As shown in FIG. 1, the high frequency filter 1 of the embodiment comprises: one unbalanced input/output terminal 2 for receiving or outputting unbalanced signals; two balanced input/output terminals 3A and 3B for receiving or outputting balanced signals; a terminal 4 for direct-current voltage application; and resonators 11 and 12 each of which comprises a TEM line. The resonators 11 and 12 are provided between the unbalanced input/output terminal 2 and the balanced input/output terminals 3A and 3B for the sake of the circuit configuration. The TEM line is a transmission line for transmitting transverse electromagnetic (TEM) waves that are electromagnetic waves whose electric field and magnetic field exist only in a cross section orthogonal to the direction of travel of the electromagnetic waves.

Each of the resonators 11 and 12 is a half-wave resonator with open ends, and has a shape that is long in one direction. The resonators 11 and 12 are disposed to be adjacent to each other in parallel and are inductively coupled to each other. The resonator 11 corresponds to the first resonator of the invention and the resonator 12 corresponds to the second resonator of the invention.

The unbalanced input/output terminal 2 is connected to one of the ends of the resonator 11. The balanced input/output terminal 3A is connected to one of the ends of the resonator 12. The balanced input/output terminal 3B is connected to the other of the ends of the resonator 12. The terminal 4 for direct-current voltage application is connected to the resonator 12 at a point near the lengthwise middle of the resonator 12.

The high frequency filter 1 further comprises: a capacitor 21 provided between the one of the ends of the resonator 11 and the ground; a capacitor 22 provided between the other of the ends of the resonator 11 and the ground; a capacitor 23 provided between the one of the ends of the resonator 12 and the ground; and a capacitor 24 provided between the other of the ends of the resonator 12 and the ground.

The high frequency filter 1 further comprises: two capacitors 25 and 26 provided between the one of the ends of the resonator 11 and the one of the ends of the resonator 12; and two capacitors 27 and 28 provided between the other of the ends of the resonator 11 and the other of the ends of the resonator 12. The capacitors 25 and 26 are connected to each other in parallel. The capacitors 27 and 28 are also connected to each other in parallel.

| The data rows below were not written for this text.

PR #18549, opened 2023-07-11
[Bundles] [Bridges] Convert to native return types

alexandre-daubois:
Fix https://github.com/symfony/symfony-docs/issues/18483


javiereguiluz:
More types! Yes! I like this 😄  Thanks Alex.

As shown in FIG. 2, the high frequency filter 1 incorporates a layered substrate 30 for integrating components of the high frequency filter 1. The layered substrate 30 includes dielectric layers and conductor layers alternately stacked, which will be described in detail later. The resonators 11 and 12 are formed using part of the conductor layers inside the layered substrate 30. The resonators 11 and 12 are distributed constant lines. The capacitors 21 to 28 are formed using the conductor layers and the dielectric layers inside the layered substrate 30.

The resonators 11 and 12 are inductively coupled to each other as previously mentioned, and are also capacitively coupled to each other through the capacitors 25 to 28. The resonators 11 and 12 form a band-pass filter that selectively allows signals at frequencies within a specific frequency band to pass. The frequency of two attenuation poles and the pass band width of the band-pass filter are adjustable through adjusting the magnitude of inductive coupling and the magnitude of capacitive coupling between the resonators 11 and 12.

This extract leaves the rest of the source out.